V.P. Crowe

Leaving in the thick of morning traffic, I catch myself

smiling as commuters honk and weave and shake their

fists, open mouths and angry faces looking very much

like song.  Perhaps I’m not the only one listening to The Stones

serve up some “Gimme Shelter” live from 1972.  But then

through the appreciative clamor of the audience, all

I can hear, again, is Carlin’s voice from back then too:

That’s what living in the city does, man,

sticks your song in your throat.

Finally, escape.  Red earth, cattle grazing beneath

the dubious shade of the occasional yucca tree.
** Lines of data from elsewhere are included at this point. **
PR #8310, opened 2017-02-05
Fixes attempt to use non-existent function

alindeman:
Since https://github.com/dominikh/go-mode.el/commit/d13feb239b13b910ec4db19356f34c3801299407, `go--position-bytes` no longer exists.


bmag:
Closing this once since #8179 was merged.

The reflected luster of the empty road ahead blends

seamlessly with the ever more bluing sky, an illusion

that always brings back wonder, and I remind myself

to be grateful for the harmony of simple things, trust

that anything is possible.  But even in driving west, away,

away, mountains and brief freedom ahead, the stanchion

stays in place, the common wooden clasp and frame

hold fast, and I cannot fathom how.

But we are still singing, even if the muted chorus

does sound more like lowing, and once we join

hands and close our eyes and bow our heads together,

it will again feel very much like home.

For we do have shelter, after all.  The meat

is tender, the milk is sweet, the scoop and platter

silver-lined, and we are thankful for these gifts

which we are about to receive.

V.P. Crowe stumbled onto the Dallas poetry scene a very long time ago via Joe Stanco’s Poets’ Roundtable, and the Dallas poetry scene hasn’t quite been able to shake her loose since.  She has served on the board of the Dallas Poets Community and been published in Red River Review, Illya’s Honey, Electron Press, the Texas Poetry Calendar, and assorted anthologies. She makes her home in the suburbs with a mad scientist and a houseful of fur.